3
votes

I saw many posts about output the hadoop MapReduce result to gzip format or any other compressed format. However, I don't see much about how hadoop-streaming read in (input) the compressed format. I saw some older post about using -jobconf stream.recordreader.compression=gzip http://mail-archives.apache.org/mod_mbox/hadoop-common-user/200907.mbox/%[email protected]%3E to do the input part. Currently, I am using Cloudera CDH 5 on Ubuntu LTS 12.04. Writing mapper and reducer with python.

1
Have you tried anything? Streaming should handle gzip'd files automatically. - libjack

1 Answers

5
votes

No additional command line args are needed, Gzip input is natively supported by Hadoop streaming jobs. Gzip files will automatically be detected and decompressed. Just pass gzip files using the -input option.
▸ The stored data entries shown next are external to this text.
Issue #627, opened 2016-08-30
Web component methods should be named according to new version of spec


toolness:
We should probably go ahead and use the new spec's naming methods, e.g. `connectedCallback` rather than `attachedCallback`.  I think our polyfill will work things out so that browsers (i.e. Chrome) supporting only the old spec will still work with our new-spec components, but we should make sure this is the case.

toolness:
Um, I am really confused.  Using the latest (v1.0.7) version of our polyfill, simply renaming all `attachedCallback` methods to `connectedCallback` does not work at all--the callback is never called. 😞 

Since everything works as-is and this isn't as straightforward as I thought it'd be, I'm going to remove this issue from the current milestone.

toolness:
shawnbot just linked to a [blog post about the polyfill's support for v1](https://www.webreflection.co.uk/blog/2016/08/21/custom-elements-v1) on slack, which may be useful.

PR #2006, opened 2018-06-12
Upgrade document-register-element to 1.9.1.

toolness:
This upgrades [document-register-element](https://github.com/WebReflection/document-register-element) to the latest version, but does not change our custom elements to use V1 of the specification.

After doing some research it looks like browser vendors do not agree on some crucial aspects of the Custom Elements specification V1. From the current [Google documentation](https://developers.google.com/web/fundamentals/web-components/customelements#extendhtml):

> Only Chrome 67 supports customized built-in elements ([status](https://www.chromestatus.com/feature/4670146924773376)) right now. Edge and Firefox will implement it, but Safari has chosen not to implement it. This is unfortunate for accessibility and progressive enhancement. If you think extending native HTML elements is useful, voice your thoughts on [509](https://github.com/w3c/webcomponents/issues/509) and [662](https://github.com/w3c/webcomponents/issues/662) on Github.

By "customized built-in elements" we mean the use of the `is` attribute to extend built-in elements, which is critical for progressive enhancement (e.g. `<button is="my-button">`).  It's particularly annoying that browser vendors disagree on this because it makes polyfilling harder, but document-register-element seems up to the task.

That said, another big advantage of document-register-element is that it is continuing to maintain backwards compatibility with V0 of the spec, which is what we use.  And because I don't see many compelling use cases to upgrade to V1, and on the contrary just see a bunch of confusion because different browser vendors disagree on different things, I'm tempted to just stick to V0 and abandon #627.

Regardless of that decision, though, it seems useful to at the very least upgrade document-register-element to its latest version in the interim, so that's what this PR does.


toolness:
Oh wow, apparently Chrome Canary already has a CustomElements implementation that deviates from the way DRE polyfills things, so I'm forcing the use of its [ponyfill](https://github.com/WebReflection/document-register-element#new-ponyfill-in-13) to make things work consistently across all browsers. Oy.

toolness:
Oh yeah, sorry, I didn't realize you'd already approved this a week ago!  I just merged `develop` back into this and will merge the PR once CircleCI is happy.

hbillings:
:party_parrot:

Here is a very simple example:

$ hadoop jar /usr/lib/hadoop-mapreduce/hadoop-streaming.jar -input /user/johndoe/test_input.gz -output /user/johndoe/output -mapper /bin/cat -reducer /usr/bin/wc

In terms of input, using a Python mapper and reducer will not change anything.

One caveat I've notice but have yet to resolve: using gzip input with the -inputreader "StreamXmlRecordReader,begin=page,end=/page" option produces no output.